The ability to smell plays a powerful role in nature. Salmon return across hundreds of miles in the ocean, drawn by the odor of the stream where they were hatched many years prior. Horses are credited with being able to smell water from a great distance on the prairie. Of all the dogs, bloodhounds have the keenest sense of smell and can follow a scent trail days old; but the silver-tip grizzly has a sense of smell several times stronger than the bloodhound and can detect the smell of food from several miles away. Also, smell has a vital function in the bonding of a mother with her newborn.

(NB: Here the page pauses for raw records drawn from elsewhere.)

PR #2911, opened 2024-10-16
style(frontend): buttons success and error

peterpeterparker:
# Motivation

In the signer flow we need green and red buttons.

# Changes

- Add `.success` and `.error` button global classes

# Screenshot

Capture d’écran 2024-10-16 à 09 32 41

PR #2912, opened 2024-10-16
style(frontend): replace color mountain-meadow with green-crayola

peterpeterparker:
# Motivation

The success button provided in #2911 uses color `green-crayola` therefore for consistency this PR replaces `mountain-meadow` use to set the GIX component color.

# Notes

Note sure exactly where this style is used but nevertheless and given the visual difference between the two colors, it felt accurate to provide this PR.

# Changes

- Remove `mountain-meadow`
- Use `green-crayola` for gix


AntonioVentilii-DFINITY (approved):
Tks!

PR #2913, opened 2024-10-16
style(frontend): Update ExtrenalLink hover state color [OISY-62]

AntonioVentilii-DFINITY:
# Motivation

The component `ExternalLink` should be updated with the new color pallets when hovered/active.

### DIFF
--- a/src/frontend/src/lib/components/ui/ExternalLink.svelte
+++ b/src/frontend/src/lib/components/ui/ExternalLink.svelte
@@ -20,6 +20,8 @@
 	class:text-primary={color === 'blue'}
 	class:hover:text-inherit={color === 'blue'}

The memory that surfaced from the fragrance of those apple cider doughnuts was crystal clear. One fall day when I was a child, my Aunt Evelyn had come from her farm to visit us, and she took us outdoors for a picnic. Under a large tree, we ate our lunch, including the apple cider doughnuts she had made. I still remember the wind blowing through my hair and the sound of swaying tree branches over head, dropping colorful leaves that swirled around us. And I will never forget how delicious was the taste of the cinnamony, crisp on the edges, melt-in-your-mouth, apple cider doughnuts, still warm from the kitchen's wood burning stove.
My wife can smell better than I do. She can catch a whiff of the beans burning in the pan while I am blissfully unaware that my dinner is turning charcoal-black. But what I do smell opens the floodgate of nostalgia, like the aroma of apple cider doughnuts which takes me back to that outdoor picnic one beautiful autumn day in my childhood.